MANILA—Merchandise exports grew for the second consecutive month, after electronics posted a turnaround due to increased demand, according to the National Economic and Development Authority (NEDA).
This statement came after the National Statistics Office reported that total export earnings reached $4.8 billion in July 2013, higher by 2.3 percent than last year’s level.
Socioeconomic Planning Secretary Arsenio M. Balisacan said the increase is attributed to robust electronics demand from trading partners, coupled with expansion in exports of minerals, petroleum, total agro-based products, and forest products.
“Exports of electronic products posted its first positive growth for this year due to increased demand from major trading partners such as China, Singapore, Japan, Hong Kong, and the US,” he said.
Electronics exports went up by 11.2 percent to $1.9 billion in July 2013, a reversal from last year’s decline of almost 25 percent.
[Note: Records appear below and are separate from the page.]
PR #868, opened 2021-12-13
Check meter config only if we are trying to set the meter

Yi-Tseng:
We don't check the meter config when we are trying to reset the meter, which contains an empty meter config in the write request.

### DIFF
--- a/stratum/hal/lib/barefoot/bfrt_table_manager.cc
+++ b/stratum/hal/lib/barefoot/bfrt_table_manager.cc
@@ -932,7 +932,6 @@ BfrtTableManager::ReadDirectCounterEntry(
   CHECK_RETURN_IF_FALSE(meter_entry.meter_id() != 0)
       << "Missing meter id in MeterEntry " << meter_entry.ShortDebugString()
       << ".";
-  RETURN_IF_ERROR(IsValidMeterConfig(meter_entry.config()));
 
   bool meter_units_in_packets;  // or bytes
   {
@@ -960,6 +959,7 @@ BfrtTableManager::ReadDirectCounterEntry(
     meter_index = meter_entry.index().index();
   }
   if (meter_entry.has_config()) {
+    RETURN_IF_ERROR(IsValidMeterConfig(meter_entry.config()));
     RETURN_IF_ERROR(bf_sde_interface_->WriteIndirectMeter(
         device_, session, meter_id, meter_index, meter_units_in_packets,
         meter_entry.config().cir(), meter_entry.config().cburst(),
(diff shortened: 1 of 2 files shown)


pierventre (dismissed):

bocon13 (approved):
LGTM

Should we add a test?

pudelkoM (dismissed):

pudelkoM:
Test without this code change:

```
[ RUN      ] BfrtTableManagerTest.ResetIndirectMeterEntryTest
E20211213 21:26:00.668447 130118 utils.cc:127] StratumErrorSpace::ERR_INVALID_PARAM: 'meter_config.cburst() > 0' is false. Meter configuration  is invalid: committed burst size cannot be less than or equal to zero.
E20211213 21:26:00.668800 130118 bfrt_table_manager.cc:935] Return Error: IsValidMeterConfig(meter_entry.config()) failed with StratumErrorSpace::ERR_INVALID_PARAM: 'meter_config.cburst() > 0' is false. Meter configuration  is invalid: committed burst size cannot be less than or equal to zero.
stratum/hal/lib/barefoot/bfrt_table_manager_test.cc:259: Failure
Value of: bfrt_table_manager_->WriteMeterEntry( session_mock, ::p4::v1::Update::MODIFY, entry)
Expected: is OK
  Actual: StratumErrorSpace::ERR_INVALID_PARAM: 'meter_config.cburst() > 0' is false. Meter configuration  is invalid: committed burst size cannot be less than or equal to zero. (of type util::Status)
stratum/hal/lib/barefoot/bfrt_table_manager_test.cc:239: Failure
Actual function call count doesn't match EXPECT_CALL(*bf_sde_wrapper_mock_, GetBfRtId(kP4MeterId))...
         Expected: to be called once
           Actual: never called - unsatisfied and active
stratum/hal/lib/barefoot/bfrt_table_manager_test.cc:246: Failure
Actual function call count doesn't match EXPECT_CALL(*bf_sde_wrapper_mock_, WriteIndirectMeter( kDevice1, _, kBfRtTableId, Optional(kMeterIndex), false, kUnsetMeterThresholdReset, kUnsetMeterThresholdReset, kUnsetMeterThresholdReset, kUnsetMeterThresholdReset))...
         Expected: to be called once
           Actual: never called - unsatisfied and active
[  FAILED  ] BfrtTableManagerTest.ResetIndirectMeterEntryTest (1 ms)
```

pudelkoM (approved):

Yi-Tseng:
> LGTM
> 
> Should we add a test?

was planning to add, but looks like @pudelkoM did. Thanks!

bocon13 (approved):

PR #872, opened 2021-12-14
Delete `loopback` P4 pipeline and Python rules

pudelkoM:
It's time to clean up some leftovers from ye olden times.

That whole `loopback` directory:

- does not build/run
- is not tested in CI
- not used (?)
- pollutes the dependencies with Python

If you are a user of that P4 pipeline or have other concerns, please reply here. Deletion is postponed until Jan 2022.


bazel/deps.bzl
```diff
@@ -78,13 +78,6 @@ def stratum_deps():
             sha256 = P4RUNTIME_SHA,
         )
 
-    if "build_stack_rules_proto" not in native.existing_rules():
-        remote_workspace(
-            name = "build_stack_rules_proto",
-            remote = "https://github.com/stackb/rules_proto",
-            commit = "2f4e4f62a3d7a43654d69533faa0652e1c4f5082",
-        )
-
```
pudelkoM, line 87: This dep is needed by `rules_python`.
The only remaining Python scripts are https://github.com/stratum/stratum/blob/deddede3f8c5c643c21f8ece5f3c453e3ec659fd/stratum/hal/bin/dummy/BUILD#L15-L32

I'll see if a C++ rewrite or deletion is feasible.

Yi-Tseng:
We should finally be able to merge PR #1 😅
Also we should be able to resolve #341

pudelkoM:
After this change, `bazel query '//...'` will work.

bazel/deps.bzl
```diff
@@ -78,13 +78,6 @@ def stratum_deps():
             sha256 = P4RUNTIME_SHA,
         )
 
-    if "build_stack_rules_proto" not in native.existing_rules():
-        remote_workspace(
-            name = "build_stack_rules_proto",
-            remote = "https://github.com/stackb/rules_proto",
-            commit = "2f4e4f62a3d7a43654d69533faa0652e1c4f5082",
-        )
```
Yi-Tseng, line 86: @pudelkoM I realized that this makes all Jenkins build fail, we need this to build PI related things

PR #876, opened 2021-12-18
Canonicalize `cert_utils` code

pudelkoM:
This PR touches up the recently added `cert_utils`.

- Use correct include guards (`#ifdef`)
- `NULL` -> `nullptr`
- hide internal helper functions
- use `absl::Time` for times
- move `using` directives from header to impl only
- rename file to `certificate`, same as class


stratum/lib/security/BUILD
```diff
@@ -149,12 +149,10 @@ stratum_cc_library(
 
 stratum_cc_test(
     name = "credentials_manager_test",
-    srcs = [
-        "credentials_manager_test.cc",
-    ],
+    srcs = ["credentials_manager_test.cc"],
     data = glob(["testdata/certs*/**"]),
```
bocon13, line 153:
```suggestion
```

No longer needed

stratum/lib/security/BUILD
```diff
@@ -203,27 +201,29 @@ stratum_cc_library(
 )
 
 stratum_cc_library(
-    name = "cert_utils",
+    name = "certificate",
+    # TODO(bocon): seed random number generator before using this in production
+    # code
```
bocon13, line 206: By default, OpenSSL on Linux should seed the RNG automatically from `/dev/urandom` the first time bytes are need to generate an RSA keypair. This is definitely sufficient for testing, and probably sufficient for production use cases.

See https://wiki.openssl.org/index.php/Random_Numbers#Initialization for more details on OpenSSL seeding.

Per the (man page)[https://man7.org/linux/man-pages/man4/random.4.html],
```
The /dev/random interface is considered a legacy interface, and
       /dev/urandom is preferred and sufficient in all use cases, with
       the exception of applications which require randomness during
       early boot time; for these applications, getrandom(2) must be
       used instead, because it will block until the entropy pool is
       initialized.
```

pudelkoM: For context, that's your comment I moved from the [header](https://github.com/stratum/stratum/pull/876/files#diff-46a71815adfa8f084e63ee53e5ae319baa327104993409a9d6d3fb1d39ec23eeL65-L66) to the Bazel rule that a future dev will change to use this lib in non-test code.

If you think it's solved, we can remove the comment and `testonly` restriction.

stratum/lib/security/certificate.cc
```diff
@@ -54,43 +63,42 @@ util::Status GenerateRSAKeyPair(EVP_PKEY* evp, int bits) {
...
 }
 
 util::Status GenerateUnsignedCert(X509* unsigned_cert,
                                   EVP_PKEY* unsigned_cert_key,
                                   const std::string& common_name, int serial,
-                                  int days) {
+                                  absl::Time valid_until) {
   CHECK_RETURN_IF_FALSE(
       ASN1_INTEGER_set(X509_get_serialNumber(unsigned_cert), serial));
   CHECK_RETURN_IF_FALSE(X509_gmtime_adj(X509_get_notBefore(unsigned_cert), 0));
```
bocon13, line 84: This is the start the certificate validity now instead of 1970. :)

stratum/lib/security/certificate.cc
```diff
@@ -54,43 +63,42 @@ util::Status GenerateRSAKeyPair(EVP_PKEY* evp, int bits) {
...
   }
+
   return util::OkStatus();
 }
 
 util::Status GenerateUnsignedCert(X509* unsigned_cert,
                                   EVP_PKEY* unsigned_cert_key,
                                   const std::string& common_name, int serial,
-                                  int days) {
+                                  absl::Time valid_until) {
```
bocon13, line 81:
```suggestion
                                  absl::Time issued_time,
                                  absl::Duration valid_duration) {
```

Not sure if we should have valid_until or a duration if we also include a start time param.

stratum/lib/security/certificate.cc
bocon13, line 84:
```suggestion
  CHECK_RETURN_IF_FALSE(X509_gmtime_adj(X509_getm_notBefore(unsigned_cert), 0));
```

`X509_get_notBefore` is deprecated, use: `X509_getm_notBefore`

stratum/lib/security/certificate.cc
```diff
@@ -99,20 +107,23 @@ util::Status SignCert(X509* unsigned_cert, EVP_PKEY* unsigned_cert_key,
...
+
   return util::OkStatus();
 }
 
 util::Status GenerateSignedCert(X509* unsigned_cert,
                                 EVP_PKEY* unsigned_cert_key, X509* issuer,
                                 EVP_PKEY* issuer_key,
                                 const std::string& common_name, int serial,
-                                int days) {
+                                absl::Time valid_until) {
```
bocon13, line 118: Update signature if `SignCert` changes

stratum/lib/security/BUILD
bocon13: Yup, got it. And, here is a better place for the comment, so thanks for moving it.

Regarding whether this is solved, I think it largely is. I'm not sure what "early" means in the man page, but I think that by the time the system boots, Docker loads, etc., there should be sufficient entropy to generate a short-lived machine-to-machine communication key pair if someone wanted to do that

I think we drop the `testonly` restriction if that's okay with you.

bocon13:
@pudelkoM, thanks for cleaning this up! It looks pretty good. I left a few comments on things that I didn't catch the first time around on the initial PR. We can address them now or in a follow-up PR.

stratum/lib/security/certificate.h
```diff
@@ -0,0 +1,48 @@
...
+
+#ifndef STRATUM_LIB_SECURITY_CERTIFICATE_H_
+#define STRATUM_LIB_SECURITY_CERTIFICATE_H_
+
+#include <memory>
+#include <string>
+
+#include "absl/time/time.h"
+#include "openssl/bio.h"
+#include "openssl/bn.h"
```
bocon13, line 12:
```suggestion
```
Not required in the header.

stratum/lib/security/certificate.cc
pudelkoM: Creating durations longer than hours is a bit involved, as the `absl::<time unit>` helpers stop at `Hours`, for good reason. Absolute `Time` points (`valid_after`, `valid_util` ?) seem intuitive to me.

stratum/lib/security/certificate.cc
bocon13: I can't find docs on this, but experimentally, setting `notBefore` to `0` seems to use `now`.

```
    [issuer] => Array
        (
            [commonName] => Stratum CA
        )

    [version] => 2
    [serialNumber] => 01
    [validFrom] => 220104012144Z
    [validTo] => 220203012144Z
```

stratum/lib/security/BUILD
pudelkoM: removed

stratum/lib/security/certificate.cc
bocon13: Absolute times work for me.

stratum/lib/security/certificate.cc
pudelkoM: Now an input param

bocon13 (approved):
lgtm

PR #877, opened 2021-12-18
Create `pipeline_pusher` tool to replace `update_config.py`

pudelkoM:
This PR creates a minimal P4RT client lib (adapted from PINS), which is then used in the new `pipeline_pusher` tool. The tool takes a p4info and device config as input, establishes mastership on a device and loads the new pipeline.


stratum/lib/p4runtime/p4runtime_session.h
```diff
@@ -0,0 +1,152 @@
...
+  // This stream channel and context are used to perform master arbitration,
+  // but can afterwards also be used for packet IO.
+  std::unique_ptr<grpc::ClientContext> stream_channel_context_;
+  std::unique_ptr<grpc::ClientReaderWriter<p4::v1::StreamMessageRequest,
+                                           p4::v1::StreamMessageResponse>>
+      stream_channel_;
+};
+
+// Creates P4Runtime stub with appropriate channel configuration.
+std::unique_ptr<p4::v1::P4Runtime::Stub> CreateP4RuntimeStub(
```
Yi-Tseng, line 138: We use this function only in one place, can move codes from this function to the `Create` function to avoid creating a shallow module

stratum/tools/p4runtime/pipeline_pusher.cc
```diff
@@ -0,0 +1,60 @@
...
+              "Path to an optional P4Info text proto file. If specified, file "
+              "content will be serialized into the p4info field in "
+              "ForwardingPipelineConfig proto and pushed to the switch.");
+DEFINE_string(p4_pipeline_config_file, "",
+              "Path to an optional P4PipelineConfig bin proto file. If "
+              "specified, file content will be serialized into the "
+              "p4_device_config field in ForwardingPipelineConfig proto "
+              "and pushed to the switch.");
+DEFINE_uint64(device_id, 1, "P4Runtime device ID.");
+
```
Yi-Tseng, line 21: Add election id as optional parameter?

stratum/lib/p4runtime/p4runtime_session.cc
```diff
@@ -0,0 +1,193 @@
...
+  }
+  if (response.arbitration().election_id().low() !=
+      session->election_id_.low()) {
+    RETURN_ERROR(ERR_INTERNAL)
+        << "Lowest 64 bits of received election id doesn't match: "
+        << response.ShortDebugString();
+  }
+
+  // Move is needed to make the older compiler happy.
+  // See: go/totw/labs/should-i-return-std-move.
```
Yi-Tseng, line 131: Please fix the URL here

stratum/lib/p4runtime/p4runtime_session.h
pudelkoM: You're right, as far as I can tell this code is structured with unit tests in mind. PINS has `p4_runtime_session_test.cc`. I'd include that here too, but it requires generating gRPC mocks in the p4runtime repo.

pudelkoM: `P4RuntimeSession::Create` can take a `::p4::v1::P4Runtime::MockStub` as input in unit tests.

`CreateP4RuntimeStub` is the public "production" interface with full setup.

pudelkoM: After some digging, I this is how it works:

`CreateP4RuntimeStub` is used on other tests that interact with P4runtime, but don't want an actual `P4RuntimeSession` with networking and so on.

`P4RuntimeSession::Create` is the interface production apps use. One-shot, batteries included.

pudelkoM: One more point: if we keep the code similar to the upstream PINS sources, we'll have an easier time integrating future updates.

Yi-Tseng (dismissed):
lgtm overall

stratum/lib/p4runtime/p4runtime_session.h
Yi-Tseng: sounds good to me

stratum/lib/p4runtime/p4runtime_session.h
```diff
@@ -0,0 +1,164 @@
...
+  // The election id that has been used to perform master arbitration.
+  ::p4::v1::Uint128 election_id_;
+  // The P4Runtime stub of the switch that this session belongs to.
+  std::unique_ptr<::p4::v1::P4Runtime::Stub> stub_;
+  // This stream channel and context are used to perform master arbitration,
+  // but can now also be used for packet IO.
+  std::unique_ptr<grpc::ClientContext> stream_channel_context_;
+  std::unique_ptr<grpc::ClientReaderWriterInterface<
+      ::p4::v1::StreamMessageRequest, ::p4::v1::StreamMessageResponse>>
+      stream_channel_;
```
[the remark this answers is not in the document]
pudelkoM: I'm missing some detail here. Why is the order important?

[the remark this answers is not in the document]
Yi-Tseng: I think the order of initializing the member in the constructor is based on the order we declare the member in the class

```
stub_(std::move(stub)),
stream_channel_context_(absl::make_unique<grpc::ClientContext>()),
stream_channel_(stub_->StreamChannel(stream_channel_context_.get())) 
```

We need to make sure `stub_` and `stream_channel_context_` is initialized before `stream_channel_`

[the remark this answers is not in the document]
pudelkoM: oh god, yes. Good catch! I'll add a comment.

This growth moderated the 5.4-percent contraction in manufactured exports, as electronics comprised almost half of the total value of exported manufactured goods worth US$3.8 billion.
The growth in electronics is supported by higher exports of mineral products (68.6%), petroleum (3,356.8%), total agro-based products (4.0%), and forest products (2.4%).
“The lackluster performance of manufactured exports mirrored the sluggish growth in global manufacturing, specifically in the Asian region. Fortunately, demands for other commodities buoyed merchandise exports in July,” said Balisacan, who is also NEDA Director-General.
For the first seven months of 2013, export earnings were down by 3.4 percent to $30.4 billion from $31.5 billion in the same period in 2012.
Japan remained as the top exports destination of the Philippines in July 2013, accounting for 19.8 percent of the country’s total export receipts. This was followed by China (13.2%), US (12.6%), Hong Kong (8.5%), and Singapore (6.8%).